_How to complete this task_:
Scan the entries below for the word "default". Copy out every line in which it occurs.

_Input data_:

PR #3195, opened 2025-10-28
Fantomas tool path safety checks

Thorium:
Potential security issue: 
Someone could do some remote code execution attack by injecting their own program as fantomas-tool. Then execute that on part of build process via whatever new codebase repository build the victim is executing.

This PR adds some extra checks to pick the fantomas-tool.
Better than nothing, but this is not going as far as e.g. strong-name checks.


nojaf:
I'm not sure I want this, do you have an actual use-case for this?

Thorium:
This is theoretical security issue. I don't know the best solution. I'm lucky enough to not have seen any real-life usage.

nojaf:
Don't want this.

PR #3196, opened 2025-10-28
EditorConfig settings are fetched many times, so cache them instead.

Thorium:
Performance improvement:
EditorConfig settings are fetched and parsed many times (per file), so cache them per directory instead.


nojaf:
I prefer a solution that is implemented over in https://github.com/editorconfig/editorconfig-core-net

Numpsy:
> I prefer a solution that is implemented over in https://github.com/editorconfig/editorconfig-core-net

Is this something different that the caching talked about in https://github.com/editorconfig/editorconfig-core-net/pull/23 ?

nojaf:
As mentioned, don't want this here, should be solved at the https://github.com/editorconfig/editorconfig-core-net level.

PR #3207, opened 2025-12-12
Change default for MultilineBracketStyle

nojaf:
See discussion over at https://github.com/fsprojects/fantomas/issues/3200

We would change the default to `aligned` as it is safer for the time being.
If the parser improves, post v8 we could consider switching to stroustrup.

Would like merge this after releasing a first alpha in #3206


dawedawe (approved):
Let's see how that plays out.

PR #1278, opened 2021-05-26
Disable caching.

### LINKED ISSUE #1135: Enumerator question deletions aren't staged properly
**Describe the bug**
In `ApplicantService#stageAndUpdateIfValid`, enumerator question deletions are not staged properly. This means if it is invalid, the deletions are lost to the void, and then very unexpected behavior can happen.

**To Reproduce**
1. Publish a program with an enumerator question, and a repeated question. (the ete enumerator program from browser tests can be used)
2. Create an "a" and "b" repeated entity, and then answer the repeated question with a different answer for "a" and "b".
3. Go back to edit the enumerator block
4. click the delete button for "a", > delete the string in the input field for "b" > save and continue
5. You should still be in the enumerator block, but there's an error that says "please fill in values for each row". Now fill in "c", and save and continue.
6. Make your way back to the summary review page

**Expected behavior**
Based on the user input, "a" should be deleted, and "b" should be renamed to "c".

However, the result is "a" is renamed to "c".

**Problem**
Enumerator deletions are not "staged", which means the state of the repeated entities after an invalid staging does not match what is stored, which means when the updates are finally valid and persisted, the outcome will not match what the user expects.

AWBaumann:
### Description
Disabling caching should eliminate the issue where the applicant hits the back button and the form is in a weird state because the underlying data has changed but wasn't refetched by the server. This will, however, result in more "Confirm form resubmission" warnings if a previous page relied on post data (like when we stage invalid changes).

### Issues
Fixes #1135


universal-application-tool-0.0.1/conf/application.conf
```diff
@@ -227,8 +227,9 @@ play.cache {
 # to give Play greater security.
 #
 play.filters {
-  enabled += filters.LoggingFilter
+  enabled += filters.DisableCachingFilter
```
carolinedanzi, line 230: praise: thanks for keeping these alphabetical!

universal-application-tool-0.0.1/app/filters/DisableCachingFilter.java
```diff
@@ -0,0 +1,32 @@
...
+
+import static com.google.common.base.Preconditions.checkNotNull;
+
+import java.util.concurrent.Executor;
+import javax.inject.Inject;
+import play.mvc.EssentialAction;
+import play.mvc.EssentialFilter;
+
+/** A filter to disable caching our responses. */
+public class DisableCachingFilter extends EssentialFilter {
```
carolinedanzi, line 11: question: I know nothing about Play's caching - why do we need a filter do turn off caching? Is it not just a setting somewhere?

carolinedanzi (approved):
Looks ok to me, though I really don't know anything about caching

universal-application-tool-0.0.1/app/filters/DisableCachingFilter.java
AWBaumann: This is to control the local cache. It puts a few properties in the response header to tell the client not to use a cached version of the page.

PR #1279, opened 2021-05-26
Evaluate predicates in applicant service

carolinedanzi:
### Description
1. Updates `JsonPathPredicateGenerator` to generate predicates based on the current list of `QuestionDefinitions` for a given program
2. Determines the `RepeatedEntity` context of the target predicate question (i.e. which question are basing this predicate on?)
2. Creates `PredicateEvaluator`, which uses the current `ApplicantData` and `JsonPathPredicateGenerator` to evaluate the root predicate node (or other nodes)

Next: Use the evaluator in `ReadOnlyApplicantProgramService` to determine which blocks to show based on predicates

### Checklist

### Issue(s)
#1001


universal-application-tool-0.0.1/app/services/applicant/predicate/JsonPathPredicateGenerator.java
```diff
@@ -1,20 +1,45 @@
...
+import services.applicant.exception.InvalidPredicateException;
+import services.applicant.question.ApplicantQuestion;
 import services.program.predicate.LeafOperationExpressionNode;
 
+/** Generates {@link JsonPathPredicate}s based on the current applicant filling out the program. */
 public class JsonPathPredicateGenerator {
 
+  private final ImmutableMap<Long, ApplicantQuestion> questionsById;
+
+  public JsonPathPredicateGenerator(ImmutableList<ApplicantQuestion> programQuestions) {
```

---

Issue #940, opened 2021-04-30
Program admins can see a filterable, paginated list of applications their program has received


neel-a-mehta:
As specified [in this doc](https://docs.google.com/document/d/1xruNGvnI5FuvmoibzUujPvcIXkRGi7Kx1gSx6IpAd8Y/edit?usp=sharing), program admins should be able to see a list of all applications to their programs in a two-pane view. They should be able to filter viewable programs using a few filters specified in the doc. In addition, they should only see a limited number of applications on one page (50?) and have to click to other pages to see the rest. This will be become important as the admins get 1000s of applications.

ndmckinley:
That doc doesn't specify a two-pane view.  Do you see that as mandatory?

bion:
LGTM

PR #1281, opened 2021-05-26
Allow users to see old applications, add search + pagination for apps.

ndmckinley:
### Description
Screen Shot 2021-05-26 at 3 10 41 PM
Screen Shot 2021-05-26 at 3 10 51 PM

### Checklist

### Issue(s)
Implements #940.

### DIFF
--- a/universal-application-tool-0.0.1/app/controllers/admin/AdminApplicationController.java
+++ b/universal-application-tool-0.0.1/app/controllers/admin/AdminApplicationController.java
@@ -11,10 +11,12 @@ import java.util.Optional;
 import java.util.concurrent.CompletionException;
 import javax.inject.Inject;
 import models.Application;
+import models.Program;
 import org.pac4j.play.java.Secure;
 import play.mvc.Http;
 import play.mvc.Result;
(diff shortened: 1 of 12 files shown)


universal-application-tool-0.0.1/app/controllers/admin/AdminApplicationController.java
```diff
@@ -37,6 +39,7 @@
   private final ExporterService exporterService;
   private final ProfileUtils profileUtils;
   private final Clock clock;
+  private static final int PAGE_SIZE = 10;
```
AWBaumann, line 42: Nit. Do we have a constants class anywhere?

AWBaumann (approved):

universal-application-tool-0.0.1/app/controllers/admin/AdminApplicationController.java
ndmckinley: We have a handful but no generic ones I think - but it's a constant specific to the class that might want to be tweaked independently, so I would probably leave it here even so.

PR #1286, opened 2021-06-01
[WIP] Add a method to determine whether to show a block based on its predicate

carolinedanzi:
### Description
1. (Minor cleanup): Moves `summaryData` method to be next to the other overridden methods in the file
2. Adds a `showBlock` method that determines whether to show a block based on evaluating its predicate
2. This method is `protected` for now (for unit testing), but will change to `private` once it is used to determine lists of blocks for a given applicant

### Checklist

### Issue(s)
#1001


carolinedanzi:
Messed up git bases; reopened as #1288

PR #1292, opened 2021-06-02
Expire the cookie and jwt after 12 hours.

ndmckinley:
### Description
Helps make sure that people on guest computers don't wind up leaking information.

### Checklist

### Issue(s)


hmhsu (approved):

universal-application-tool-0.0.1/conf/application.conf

* * *

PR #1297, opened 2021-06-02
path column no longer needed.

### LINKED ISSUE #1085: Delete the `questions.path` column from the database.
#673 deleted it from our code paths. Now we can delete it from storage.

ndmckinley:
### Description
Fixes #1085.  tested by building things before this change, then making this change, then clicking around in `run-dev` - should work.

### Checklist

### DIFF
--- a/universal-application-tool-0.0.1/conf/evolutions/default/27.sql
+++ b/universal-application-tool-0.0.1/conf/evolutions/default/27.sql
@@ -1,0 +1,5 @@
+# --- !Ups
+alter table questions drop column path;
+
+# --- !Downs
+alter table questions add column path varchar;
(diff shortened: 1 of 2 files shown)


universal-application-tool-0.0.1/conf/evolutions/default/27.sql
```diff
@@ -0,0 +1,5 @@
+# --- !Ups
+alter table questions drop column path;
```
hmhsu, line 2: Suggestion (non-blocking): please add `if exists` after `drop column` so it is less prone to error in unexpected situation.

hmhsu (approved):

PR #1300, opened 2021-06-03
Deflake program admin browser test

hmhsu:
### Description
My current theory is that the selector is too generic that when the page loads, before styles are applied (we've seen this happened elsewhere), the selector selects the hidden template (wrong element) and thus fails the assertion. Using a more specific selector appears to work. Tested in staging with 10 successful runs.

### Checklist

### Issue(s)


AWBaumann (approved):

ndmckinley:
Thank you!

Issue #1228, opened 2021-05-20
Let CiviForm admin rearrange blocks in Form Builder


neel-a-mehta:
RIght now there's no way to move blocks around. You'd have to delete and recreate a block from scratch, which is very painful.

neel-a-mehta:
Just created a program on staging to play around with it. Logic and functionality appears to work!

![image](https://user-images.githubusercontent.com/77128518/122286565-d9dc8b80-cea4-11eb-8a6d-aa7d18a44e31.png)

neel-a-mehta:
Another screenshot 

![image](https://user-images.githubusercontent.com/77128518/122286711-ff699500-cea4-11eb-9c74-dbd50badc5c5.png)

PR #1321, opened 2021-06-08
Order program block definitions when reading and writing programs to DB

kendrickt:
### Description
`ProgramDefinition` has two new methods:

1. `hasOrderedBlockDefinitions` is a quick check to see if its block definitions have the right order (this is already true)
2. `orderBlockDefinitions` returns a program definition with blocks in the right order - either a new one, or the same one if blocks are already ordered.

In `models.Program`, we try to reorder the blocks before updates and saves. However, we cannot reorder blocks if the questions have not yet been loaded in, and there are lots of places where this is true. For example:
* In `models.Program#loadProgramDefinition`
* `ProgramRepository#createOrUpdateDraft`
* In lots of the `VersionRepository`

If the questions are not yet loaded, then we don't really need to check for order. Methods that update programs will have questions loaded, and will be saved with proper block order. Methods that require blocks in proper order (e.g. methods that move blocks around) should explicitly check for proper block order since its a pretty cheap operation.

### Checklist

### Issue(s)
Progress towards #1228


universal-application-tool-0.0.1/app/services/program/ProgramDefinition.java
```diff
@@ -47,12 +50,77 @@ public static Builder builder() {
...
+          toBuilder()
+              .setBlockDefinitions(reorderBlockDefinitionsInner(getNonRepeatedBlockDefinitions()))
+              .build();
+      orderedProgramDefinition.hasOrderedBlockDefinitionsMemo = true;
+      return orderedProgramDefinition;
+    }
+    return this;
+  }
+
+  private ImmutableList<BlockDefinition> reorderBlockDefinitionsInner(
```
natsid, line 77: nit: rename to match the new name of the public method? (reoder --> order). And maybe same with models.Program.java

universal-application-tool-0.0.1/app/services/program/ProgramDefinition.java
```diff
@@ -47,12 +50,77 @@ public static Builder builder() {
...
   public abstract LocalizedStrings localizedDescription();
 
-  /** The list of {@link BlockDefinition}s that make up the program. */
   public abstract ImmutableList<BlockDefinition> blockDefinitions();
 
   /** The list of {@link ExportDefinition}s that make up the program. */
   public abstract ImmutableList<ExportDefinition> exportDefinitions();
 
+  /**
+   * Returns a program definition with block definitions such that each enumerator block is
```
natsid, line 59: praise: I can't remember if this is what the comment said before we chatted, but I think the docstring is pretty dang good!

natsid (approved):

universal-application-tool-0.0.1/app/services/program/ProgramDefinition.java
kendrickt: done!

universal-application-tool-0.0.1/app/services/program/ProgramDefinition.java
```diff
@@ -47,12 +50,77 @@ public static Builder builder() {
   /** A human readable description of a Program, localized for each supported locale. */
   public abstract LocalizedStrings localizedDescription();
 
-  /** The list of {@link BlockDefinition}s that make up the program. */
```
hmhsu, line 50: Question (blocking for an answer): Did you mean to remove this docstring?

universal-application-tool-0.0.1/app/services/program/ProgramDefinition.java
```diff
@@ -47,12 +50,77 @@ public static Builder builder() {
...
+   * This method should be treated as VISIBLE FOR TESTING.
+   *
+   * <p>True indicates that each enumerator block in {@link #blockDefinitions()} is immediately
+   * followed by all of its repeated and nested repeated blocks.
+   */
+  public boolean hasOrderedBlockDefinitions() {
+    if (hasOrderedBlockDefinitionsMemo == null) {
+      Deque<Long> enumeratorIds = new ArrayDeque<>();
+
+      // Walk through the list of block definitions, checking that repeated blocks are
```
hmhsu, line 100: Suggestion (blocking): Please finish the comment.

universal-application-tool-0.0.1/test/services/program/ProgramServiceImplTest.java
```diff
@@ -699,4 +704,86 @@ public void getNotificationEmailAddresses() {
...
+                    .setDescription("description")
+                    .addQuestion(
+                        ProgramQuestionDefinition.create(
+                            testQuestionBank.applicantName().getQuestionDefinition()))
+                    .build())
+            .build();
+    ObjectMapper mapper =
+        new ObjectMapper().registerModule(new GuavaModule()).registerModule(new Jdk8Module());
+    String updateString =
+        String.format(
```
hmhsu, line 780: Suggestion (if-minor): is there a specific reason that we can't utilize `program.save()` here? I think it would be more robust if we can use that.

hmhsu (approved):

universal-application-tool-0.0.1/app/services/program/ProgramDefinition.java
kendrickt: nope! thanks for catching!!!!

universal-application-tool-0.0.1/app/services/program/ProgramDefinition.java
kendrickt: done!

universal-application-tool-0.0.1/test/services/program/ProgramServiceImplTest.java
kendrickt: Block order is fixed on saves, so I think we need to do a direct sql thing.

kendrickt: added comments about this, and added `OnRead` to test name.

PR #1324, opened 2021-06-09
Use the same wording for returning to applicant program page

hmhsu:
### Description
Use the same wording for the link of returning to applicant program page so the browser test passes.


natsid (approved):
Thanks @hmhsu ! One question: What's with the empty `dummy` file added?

_Solution to this problem_:
Change default for MultilineBracketStyle
We would change the default to `aligned` as it is safer for the time being.
--- a/universal-application-tool-0.0.1/conf/evolutions/default/27.sql
+++ b/universal-application-tool-0.0.1/conf/evolutions/default/27.sql
universal-application-tool-0.0.1/conf/evolutions/default/27.sql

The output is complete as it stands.